Transcribe exactly, and only, the lines that run from the one containing "Hi! These broken" through the end of the records.

═══ Provided information ═══

PR #1080, opened 2020-12-10
Expand on how the schema file is resolved

Lanny:
Previously only the `--schema` flag to generate was called out in the docs as a way to specify a schema file other than `./schema.prisma`. Looking at the code there are two other options. This PR documents all four options.

### DIFF
--- a/content/200-concepts/100-components/01-prisma-schema/index.mdx
+++ b/content/200-concepts/100-components/01-prisma-schema/index.mdx
@@ -115,7 +115,7 @@ enum Role {
 
 The default name for the schema file is `schema.prisma`. When your schema file is named like this, the Prisma CLI will detect it automatically in the directory where you invoke the CLI command (or any of its subdirectories).
 
-If the file is named differently, you can provide the `--schema` argument to the Prisma CLI with the path to the schema file, e.g.:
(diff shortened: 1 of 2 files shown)


Lanny:
@mhwelander just wanted to bump this and check if there was anything needed from my side. Thanks!

mhwelander:
Hello @Lanny - do pardon the delay (🎄 winter vacation) and thank you for raising this PR!

Schema file resolution docs are already available here: https://www.prisma.io/docs/concepts/components/prisma-schema#prisma-schema-file-location However! You have made corrections, added useful additional info, made it clear that we need to link to that section from each `--schema` table row so that folks can find it. I suggest the following:

[] Add "If yarn is used, steps X and Y are applied for each workspace" to existing page as a note
[] Replace every instance of " `./schema.prisma`, `./prisma/schema.prisma`" in 'Default' column of `--schema` rows with "See: Schema file resolution" + a link to the existing page
[] Change the order of ./schema.prisma and ./prisma/schema.prisma, you are correct that they're in the wrong order

I'm happy to edit the PR if you'd prefer, let me know either way!

molebox:
Hey @Lanny! Have you had a chance to look over @mhwelander comments? If you feel that you dont want to continue with this PR we could take a look instead, no worries 😊

tanberry:
HI @Lanny the docs team will try to pick this up and implement @mhwelander 's suggestions; let us know if you want to do it yourself though.

PR #1087, opened 2020-12-12
Fix: many broken links

rahul3v:
fixed many broken link


mhwelander:
Hi! These broken links occurred due to a bug fix and have been fixed with redirects. Thank you all the same for taking the time to raise this PR!

PR #1090, opened 2020-12-14
Remove (what appears to be a) remainder of cut & paste

Skn0tt:
See title.


mhwelander:
Yikes, good catch - thanks for raising a PR! 💚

═══

> Exercise answer
Hi! These broken links occurred due to a bug fix and have been fixed with redirects. Thank you all the same for taking the time to raise this PR!

PR #1090, opened 2020-12-14
Remove (what appears to be a) remainder of cut & paste

Skn0tt:
See title.


mhwelander:
Yikes, good catch - thanks for raising a PR! 💚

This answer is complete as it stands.